January 6th, 2010 at 3:18 pm
There were some examples around public participation GIS for planning, with design charettes and web-GIS for public feedback.
January 7th, 2010 at 1:31 am
How about extending Google Building Maker with analysis compontents, that e.g. calculate shading effects… Also, Open Street Map already provides non-expert tools to map stuff – at the moment, this is mirror-mapping the real world. But these tools could also be used to map the world “inside the mirror” – the world someone may envision. Does that leave the right side of the equation for GIS professionals to provide tools that do all the automatic analysis, showing effects and providing suggestions for improvement bit?

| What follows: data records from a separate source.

PR #37, opened 2015-10-26
Use Sequel::Model

smellsblue:
Get rid of `Gemstash::DBHelper` and use `Sequel::Model` with corresponding model classes instead.

This is based off #36, so merging it will include both.


pcarranza:
:+1: I like it, smaller objects :smile:

PR #38, opened 2015-10-28
Build against JRuby

smellsblue:
This is mostly about running the specs (especially integration specs) against JRuby to ensure Gemstash responds with the correct gems when you are using a different platform.

However, if we want to support a JRuby version of this gem, this PR includes support for that as well... it will just be a matter of building and pushing the gem under JRuby.

A few oddities I encountered:
* Travis doesn't have full support for `JRuby 9000` yet... hence the `jruby-9.0.3.0` version in `.travis.yml`. Anything else will not install the right version of JRuby
* `Process.spawn` is broken under JRuby, I filed [a ticket against JRuby](https://github.com/jruby/jruby/issues/3428) for this, it affected us because it causes Bundler to think our Gemfile was the current working directory
* JRuby was erroring out when checking that the test servers were ready to receive requests with an error that I hadn't seen on MRI (Errno::EBADF)
* Bundler has an existing issue where there is a warning message being output when using `JRuby 9000`, I have this sectioned off in the helper so we can remove the code when Bundler gets updated
* Travis is building `JRuby 9000` in a weird way such that a separate warning message comes up (I don't see it running on my machine). I adapted the spec for this case like I did for the previous item, but I don't know when or how this might get fixed by Travis


pcarranza:
:+1:

PR #40, opened 2015-10-28
Add status command

### LINKED ISSUE #35: Add `gemstash status` command
It would be nice to be able to check if the server is running the same way you can start and stop it. :)

smellsblue:
This fixes #35


pcarranza:
:+1: go for it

January 7th, 2010 at 7:24 am
These are good ideas, and I’m sure there is room for both Google and OSM to both play in the realm of GeoDesign. One ESRI demonstration showed a dashboard based approach to urban planning that is similar to the concept of a BIM dashboard that Autodesk has talked about. The scenario was the redevelopment of a neighborhood in Detroit to make it greener, and the use of different drawing tools for green areas, multi-family housing, streetscapes, etc. were immediately reflected in a pie chart to show the designer the balance of their improvements. This integrated and simultaneous analysis draws on the full capacity of GIS as GeoDesign is not just about drawing future scenarios.